Bench Memos

Law & the Courts

Is Bill Clinton Saying that Justice Ginsburg Lied to the Senate?

At a Georgetown law school event yesterday with Hillary Clinton and Justice Ruth Bader Ginsburg, Bill Clinton revealed that he discussed Roe v. Wade with Ginsburg before nominating her to the Supreme Court in 1993 and that their discussion was important to “why I thought I should appoint her”:

[Ginsburg] knew this perfectly well, that I was under a lot of pressure to make sure I appointed someone who was simon-pure, which I had said I thought was important. But I was fascinated by a—either an article I had read or something I had read on Justice Ginsburg saying that she supported the result in Roe v. Wade but thought Justice Blackmun should have decided the case on the equal protection clause not the right to privacy. And I asked her the question and she talked about it just as if it was any other issue, no affect: “This is what I think, this is why I think it,” and she made a heck of a case.

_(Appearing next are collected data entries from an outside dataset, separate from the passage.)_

Issue #1587, opened 2022-09-11
Add support for OAuth 2.0 Authorization Server Metadata


emersion:
See https://www.rfc-editor.org/rfc/rfc8414

This allows clients to auto-discover OAuth 2.0 parameters instead of having to hardcode them.

emersion:
Note, it seems like [doorkeeper-openid_connect](https://github.com/doorkeeper-gem/doorkeeper-openid_connect) supports this: https://github.com/doorkeeper-gem/doorkeeper-openid_connect/pull/152

It would still be nice to support the RFC without an additional plugin.

emersion:
Ping

nbulaj:
Hey @emersion , thanks for the feedback. I think we can add it into Doorkeeper itself, yes, and then reuse in doorkeeper openid_ connect extending default data. Would you mind prepare a PR?

emersion:
Sounds good. I don't have time for this at the moment, but will keep in my TODO list.

ThisIsMissEm:
@nbulaj I think I can maybe secure some funding for this work, would you like me to implement it if I can secure that funding? (I'm wanting to implement this in Mastodon)

ThisIsMissEm:
@emersion we implemented this directly in Mastodon 4.3 via https://github.com/mastodon/mastodon/pull/29191, since I had the funding to implement and didn't receive a response here.

ThisIsMissEm:
> Hey @emersion , thanks for the feedback. I think we can add it into Doorkeeper itself, yes, and then reuse in doorkeeper openid_ connect extending default data. Would you mind prepare a PR?

@nbulaj keep in mind that `.well-known/oauth-authorization-server` and `.well-known/openid-configuration` are different specifications; They're very similar but different.

Issue #1720, opened 2024-07-26
Support for RFC 9207 - OAuth 2.0 Authorization Server Issuer Identification


ThisIsMissEm:
> This document specifies a new parameter called iss. This parameter is used to explicitly include the issuer identifier of the authorization server in the authorization response of an OAuth authorization flow. The iss parameter serves as an effective countermeasure to "mix-up attacks".

[RFC 9207](https://www.rfc-editor.org/rfc/rfc9207.html)

I'd advocate for supporting this, since it prevents [mix-up attacks](https://www.ietf.org/archive/id/draft-ietf-oauth-security-topics-27.html#name-mix-up-attacks) as noted in OAuth 2.0 Security Best Current Practices.

This would require additional configuration of an `issuer` which defaults to the `root_url` for the Rails App. It would also require #1587.

I would be interested in implementing both in Doorkeeper if there is interest in receiving pull requests for these.

PR #1737, opened 2024-10-02
Feat: Implement oauth authorization server metadata

ThisIsMissEm:
### Summary

This is early work on supporting #1587, it's currently based off an older commit from #1732, #1735, and #1736 since those allow me to work semi-productively on the doorkeeper codebase.

I'm unsure if we'd really need a custom controller for discovery, as I think the initializer for configuration should probably handle the "adding extra stuff to the `.well-known/oauth-authorization-server` endpoint, instead of actually overriding the controller.

I don't think it makes sense for the `scope` option with doorkeeper to affect the `.well-known/oauth-authorization-server` endpoint, however, nesting that within a scope can work (allowing multiple oauth providers on the one domain, similar to how keycloak works)

I'm still to figure out all the necessary stuff for actually building out the data for response. I think I'm probably inclined to create a `Doorkeeper::OAuth::DiscoveryResponse` class, and a `custom_discovery_response` configuration block option, then have the controller just apply that class.

There's also the question of "should this be rename-able by other plugins?", e.g., OIDC that uses `.well-known/openid-configuration` instead of `.well-known/oauth-authorization-server` — I'd probably guess maybe no, and instead the OIDC plugin could just remove the `.well-known/oauth-authorization-server` route and add its own which is calling a subclass of `Doorkeeper::OAuth::DiscoveryResponse`?

### DIFF
--- a/app/controllers/doorkeeper/discovery_controller.rb
+++ b/app/controllers/doorkeeper/discovery_controller.rb
@@ -1,0 +1,9 @@
+# frozen_string_literal: true
+
+module Doorkeeper
+  class DiscoveryController < Doorkeeper::ApplicationMetalController
+    def show
+      render json: {}, status: 200
+    end
+  end
+end
--- a/app/controllers/doorkeeper/discovery_controller.rb
+++ b/app/controllers/doorkeeper/discovery_controller.rb
@@ -3,7 +3,18 @@
 module Doorkeeper
   class DiscoveryController < Doorkeeper::ApplicationMetalController
     def show
-      render json: {}, status: 200
+      headers.merge!(discovery_response.headers)
+      render json: discovery_response.body,
+             status: discovery_response.status
+    end
+
+    private
+
+    def discovery_response
+      @discovery_response ||= Doorkeeper::OAuth::DiscoveryResponse.new(
+        root_url,
+        -> (**args) { url_for(**args) }
+      )
     end
   end
 end
--- a/lib/doorkeeper/config.rb
+++ b/lib/doorkeeper/config.rb
@@ -321,6 +321,9 @@ module Doorkeeper
     #
     option :realm,                          default: "Doorkeeper"
 
+    # Issuer URL for the OAuth Authorization Server
+    option :issuer,                         default: nil
+
     # Forces the usage of the HTTPS protocol in non-native redirect uris
     # (enabled by default in non-development environments). OAuth2
     # delegates security in communication to the HTTPS protocol so it is
@@ -396,6 +399,10 @@ module Doorkeeper
 
     option :application_class,
            default: "Doorkeeper::Application"
+
+    # Allows setting a hash of custom data on the OAuth 2.0 Authorization
+    # Server Metadata discovery response.
+    option :custom_discovery_data, default: {}
 
     # Allows to set blank redirect URIs for Applications in case
     # server configured to use URI-less grant flows.
--- a/lib/doorkeeper/oauth/discovery_response.rb
+++ b/lib/doorkeeper/oauth/discovery_response.rb
@@ -1,0 +1,115 @@
+# frozen_string_literal: true
+
+module Doorkeeper
+  module OAuth
+    class DiscoveryResponse < BaseResponse
+      def initialize(root_url, url_builder)
+        @root_url = root_url
+        @url_builder = url_builder
+      end
+
+      def body
+        @body ||= {
+          issuer: issuer || @root_url,
+          authorization_endpoint: authorization_endpoint,
+          token_endpoint: token_endpoint,
+          revocation_endpoint: revocation_endpoint,
+          userinfo_endpoint: userinfo_endpoint,
+          scopes_supported: scopes_supported,
+          response_types_supported: response_types_supported,
+          response_modes_supported: response_modes_supported,
+          grant_types_supported: grant_types_supported,
+          token_endpoint_auth_methods_supported: token_endpoint_auth_methods_supported,
+          code_challenge_methods_supported: code_challenge_methods_supported,
+        }.merge(custom_discovery_data)
+      end
+
+      def status
+        :ok
+      end
+
+      def headers
+        {
+          "Cache-Control" => "public",
+          "Content-Type" => "application/json; charset=utf-8",
+        }
+      end
+
+      private
+
+      def config
+        @config ||= Doorkeeper.configuration
+      end
+
+      def url_for(**args)
+        @url_builder.call(**args)
+      end
+
+      def custom_discovery_data
+        config.custom_discovery_data.symbolize_keys
+      end
+
+      def issuer
+        config.issuer
+      end
+
+      def authorization_endpoint
+        mapping = Doorkeeper::Rails::Routes.mapping[:authorizations] || {}
+
+        url_for(
+          controller: mapping[:controllers] || "doorkeeper/authorizations",
+          action: 'new'
+        )
+      end
+
+      def token_endpoint
+        mapping = Doorkeeper::Rails::Routes.mapping[:tokens] || {}
+        
+        url_for(
+          controller: mapping[:controllers] || "doorkeeper/tokens",
+          action: 'create'
+        )
+      end
+
+      def userinfo_endpoint
+        nil
+      end
+
+      def revocation_endpoint
+        mapping = Doorkeeper::Rails::Routes.mapping[:tokens] || {}
+        
+        url_for(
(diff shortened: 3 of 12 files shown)


ThisIsMissEm:
@nbulaj @ransombriggs would love some feedback on my implementation proposal in the PR description — I think that's the right way forwards, but haven't yet begun to implement.

ransombriggs:
I would give feedback but I am not familiar with https://www.rfc-editor.org/rfc/rfc8414 and really just a bystander on this project.  I got it to do what I needed and then was moved onto other things.

nbulaj:
I have some feeling that the work should be done inside https://github.com/doorkeeper-gem/doorkeeper-openid_connect :thinking: 

I remember it handles all these stuff around Discovery and related. Have to recheck deeply

ThisIsMissEm:
> I have some feeling that the work should be done inside https://github.com/doorkeeper-gem/doorkeeper-openid_connect 🤔
> 
> I remember it handles all these stuff around Discovery and related. Have to recheck deeply

RFC 8414 is part of OAuth and is separate from OIDC's Discovery, but is compatible in some ways.

RFC 8414 uses `/.well-known/oauth-authorization-server` and OIDC Discovery uses `/.well-known/openid_configuration` (iirc), but the contents of the documents is largely the same. These differences are noted in RFC 8414

app/controllers/doorkeeper/discovery_controller.rb
```diff
@@ -0,0 +1,20 @@
...
+      render json: discovery_response.body,
+             status: discovery_response.status
+    end
+
+    private
+
+    def discovery_response
+      @discovery_response ||= Doorkeeper::OAuth::DiscoveryResponse.new(
+        root_url,
+        -> (**args) { url_for(**args) }
```
ThisIsMissEm, line 16: I'm not particularly keen on this, but including UrlFor or similar in the `Doorkeeper::OAuth::DiscoveryResponse` class didn't work as I'd expect it to, and I need the url builder in order to generate the absolute URLs for the authorization server metadata.

lib/doorkeeper/config.rb
```diff
@@ -321,6 +321,9 @@ def configure_secrets_for(type, using:, fallback:)
     #
     option :realm,                          default: "Doorkeeper"
 
+    # Issuer URL for the OAuth Authorization Server
+    option :issuer,                         default: nil
```
ThisIsMissEm, line 325: Technically this is maybe OpenID more, but OAuth 2.0 does have a spec for it, see: #1720

lib/doorkeeper/config.rb
```diff
@@ -397,6 +400,10 @@ def configure_secrets_for(type, using:, fallback:)
     option :application_class,
            default: "Doorkeeper::Application"
 
+    # Allows setting a hash of custom data on the OAuth 2.0 Authorization
+    # Server Metadata discovery response.
+    option :custom_discovery_data, default: {}
```
ThisIsMissEm, line 405: This is intended for applications to use, e.g., Mastodon where we want to set `service_documentation` and `app_registration_url` properties in the metadata.

lib/doorkeeper/oauth/discovery_response.rb
```diff
@@ -0,0 +1,115 @@
...
+        config.authorization_response_types
+      end
+
+      def response_modes_supported
+        config.authorization_response_flows.flat_map(&:response_mode_matches).uniq
+      end
+
+      def grant_types_supported
+        grant_types_supported = config.grant_flows.dup
+        grant_types_supported << 'refresh_token' if !!config.refresh_token_enabled?
```
ThisIsMissEm, line 101: This is technically broken, because `use_refresh_token` configuration can be a block/proc, which accepts `server` and `context` which, well, I don't think we have here, nor would it be possible to have?

spec/requests/endpoints/discovery_spec.rb
```diff
@@ -0,0 +1,80 @@
...
+    expect(json_response).to have_key("code_challenge_methods_supported")
+
+    expect(json_response["issuer"]).to be_a(String)
+
+    expect(json_response["scopes_supported"]).to be_a(Array)
+    expect(json_response["response_types_supported"]).to be_a(Array)
+    expect(json_response["response_modes_supported"]).to be_a(Array)
+    expect(json_response["grant_types_supported"]).to be_a(Array)
+    expect(json_response["token_endpoint_auth_methods_supported"]).to be_a(Array)
+    expect(json_response["code_challenge_methods_supported"]).to be_a(Array)
```
ThisIsMissEm, line 35: I'm not sure if I should really test logic of the discovery response here, so instead I'm just asserting properties and types for things that must be arrays.

ThisIsMissEm:
@nbulaj @ransombriggs I think this is ready for a look, I think it works okay for now? Not sure if we need to do something else or not, there's a few things I've noted in the comments above.

spec/requests/endpoints/discovery_spec.rb
kmayer: Very similar to what we did for a one-off in our application:

```
      get oauth_discovery_path

      expect(response).to have_http_status(200)

      expect(response.content_type).to eq("application/json; charset=utf-8")

      object = JSON.parse(response.body)

      expect(object.dig("authorization_endpoint")).to eq("http://www.example.com/oauth/authorize")
      expect(object.dig("token_endpoint")).to eq("http://www.example.com/oauth/token")
      expect(object.dig("revocation_endpoint")).to eq("http://www.example.com/oauth/revoke")
      ...
```

ThisIsMissEm: Yeah, similar to the Mastodon one as well: https://github.com/mastodon/mastodon/blob/main/spec/requests/well_known/oauth_metadata_spec.rb

I'm just not sure I want to be validating the values or not here, since the paths can be configured with doorkeeper.

spec/requests/endpoints/discovery_spec.rb
```diff
@@ -0,0 +1,80 @@
...
+RSpec.describe "Discovery endpoint" do
+  before do
+    default_scopes_exist :read
+    optional_scopes_exist :write, :publish
+  end
+
+  it "returns json" do
+    get "/.well-known/oauth-authorization-server"
+
+    response_status_should_be(200)
```
ThisIsMissEm, line 14: We should add a content-type assertion here as well.

lib/doorkeeper/oauth/discovery_response.rb
```diff
@@ -0,0 +1,115 @@
...
+        mapping = Doorkeeper::Rails::Routes.mapping[:tokens] || {}
+        
+        url_for(
+          controller: mapping[:controllers] || "doorkeeper/tokens",
+          action: 'revoke'
+        )
+      end
+
+      def scopes_supported
+        config.scopes.to_a
```
ThisIsMissEm, line 88: Might be better as:
```suggestion
        config.scopes.map(&:to_s)
```

Might depend on how `Scopes` implements `to_a`

lib/doorkeeper/oauth/discovery_response.rb
ThisIsMissEm: Thinking about this more, if we did drastically change how refresh tokens work, as suggested in #1771, then we could have options like:

```
Doorkeeper.configure do
  orm :active_record

  # Enable using them in general
  use_refresh_tokens true

  # Set the expiry for refresh tokens:
  refresh_token_expires_in 30.days

  # Allow refresh tokens to only be used by specific clients:
  allow_refresh_tokens_for do |client, access_grant|
    access_grant.scopes.exists?('offline_access')
  end
end
```

Or something.

lib/doorkeeper/oauth/discovery_response.rb
```diff
@@ -0,0 +1,115 @@
...
+
+      def grant_types_supported
+        grant_types_supported = config.grant_flows.dup
+        grant_types_supported << 'refresh_token' if !!config.refresh_token_enabled?
+        grant_types_supported
+      end
+
+      # FIXME: https://github.com/doorkeeper-gem/doorkeeper/pull/1770
+      def token_endpoint_auth_methods_supported
+        %w(none client_secret_basic client_secret_post)
```
ThisIsMissEm, line 107: This will be fixed by #1772

alex-ross:
Is this kind of forgotten or is it someway to enable a `.well-known/oauth-authorization-server` trough this gem?

ThisIsMissEm:
@alex-ross this isn't forgotten, work is just progressing more slowly because of time constraints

By “someone who was simon-pure,” Clinton clearly means someone who would surely support the proposition that the Constitution confers an expansive abortion right. (As a presidential candidate in 1992, he promised that he would appoint a Supreme Court justice who “believe[d] in the right to privacy and the right to choose.”)

Clinton’s candid account of this conversation strikes me as rather difficult to reconcile with nominee Ginsburg’s sworn testimony to the Senate in 1993. The Senate questionnaire that Ginsburg completed included this question:

Has anyone involved in the process of selecting you as a judicial nominee (including but not limited to a member of the White House staff, the Justice Department, or the Senate or its staff) discussed with you any specific case, legal issue or question in a manner that could reasonably be interpreted as seeking any express or implied assurances concerning your position on such case, issue, or question? If so, please explain fully.

In response (see p. 108 of hearing record), Ginsburg wrote:

It is inappropriate, in my judgment, to seek from any nominee for judicial office assurance on how that individual would rule in a future case. That judgment was shared by those involved in the process of selecting me. No such person discussed with me any specific case, legal issue or question in a manner that could reasonably be interpreted as seeking any express or implied assurances concerning my position on such case, issue, or question.

But Clinton has just stated publicly that he did discuss Roe with her precisely in order to get the assurances he needed on her position on abortion. And he has further stated that Ginsburg “knew this perfectly well.”

In short, Clinton sure seems to be saying that Ginsburg lied to the Senate.